Question: What work should be done in order to squeeze all the water from a horizontally located cylinder (fig...

Question

What work should be done in order to squeeze all the water from a horizontally located cylinder (figure shown above) during the time t by means of a constant force acting on the piston? The volume of a water in the cylinder is equal to V, the cross-sectional area of the orifice to s, with s being considerably less than the piston area. The friction and the viscosity are negligibly small.

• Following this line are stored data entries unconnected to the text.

PR #1045, opened 2019-02-21
hc run dna path was wrong, and the function untestable

Connoropolous:

### DIFF
--- a/cli/src/cli/run.rs
+++ b/cli/src/cli/run.rs
@@ -11,13 +11,6 @@ use holochain_conductor_api::{
 use holochain_core_types::agent::{AgentId, KeyBuffer};
 use std::{fs, path::PathBuf};
 
-const LOCAL_STORAGE_PATH: &str = ".hc";
-
-const AGENT_CONFIG_ID: &str = "hc-run-agent";
-const DNA_CONFIG_ID: &str = "hc-run-dna";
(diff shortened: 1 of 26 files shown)


Connoropolous:
@zippy was it you who addded "fish" into the expects, what should be there?

zippy:
Oh shoot.  I forgot to clean that up!

Connoropolous:
can you push a better error message, that could totally end up in a devs command line :p ?

zippy:
ok passing the error through now instead...

Connoropolous:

A. $A = \dfrac{1}{2}\rho \dfrac{{{V^3}}}{{{{(St)}^2}}}$
B. $A = \dfrac{3}{2}\rho \dfrac{{{V^3}}}{{{{(St)}^2}}}$
C. $A = \dfrac{5}{2}\rho \dfrac{{{V^3}}}{{{{(St)}^2}}}$
D. None of these

Answer 1

Solution

Hint: Velocity at which water ejects out of the orifice is called discharge velocity or volume discharge rate. It is given by $v = \dfrac{{Volume}}{{Area \times time}}$

Formula Used:
1. Volume discharge rate velocity, $v = \dfrac{{Volume}}{{Area \times time}}$ …… (a)
2. Kinetic energy of mass moving with velocity $v$ given by, $K.E = \dfrac{1}{2}m{v^2}$ ……. (b)

Complete step by step answer:
Given,
density of liquid in container $\rho$
Total volume of liquid to expel out $V$
Cross-sectional area of orifice $S$

Step 1 of 5:

From equation (a), Discharge rate $v$ of liquid out of orifice equals
$v = \dfrac{{Volume}}{{Area \times time}}$

$\Rightarrow v = \dfrac{V}{{St}}$ …… (1)

Step 2 of 5:
From work energy theorem, we know change in Kinetic energy is total work done by piston-
$\Rightarrow \Delta K.E = \dfrac{1}{2}m{v^2} - \dfrac{1}{2}m{u^2}$

Step 3 of 5:
But, let’s say initial velocity is 0 (no water coming out before time t=0)
$\Rightarrow K.E = \dfrac{1}{2}m{v^2}$ …… (2)

Step 4 of 5:
Total mass of water coming out through orifice $M = \rho V$ …… (3)

Step 5 of 5:
Putting values from equation (1) and (3) in equation (2), we get,
Kinetic Energy, $A = \dfrac{1}{2}\rho \dfrac{{{V^3}}}{{{{(St)}^2}}}$

Correct Answer: A. $A = \dfrac{1}{2}\rho \dfrac{{{V^3}}}{{{{(St)}^2}}}$

Additional Information:
Another approach of solving the problem is by using Bernoulli principle of fluid flow. Here, Force is acting perpendicular to the cross section area. So, pressure can be calculated as $P = \dfrac{F}{A}$ where F is a constant force on the piston. Using Bernoulli’s equation force given by,
$F = \dfrac{1}{2}\rho {v^2}A$ where, $v$ is velocity of flow out of orifice. Then, by deducting the value of $v$ from equation (1) and putting in the equation of total work done. We will get the same answer.

Note: In order to use Bernoulli equation mark two points A and B. Bernoulli equation ensures continuity of flow.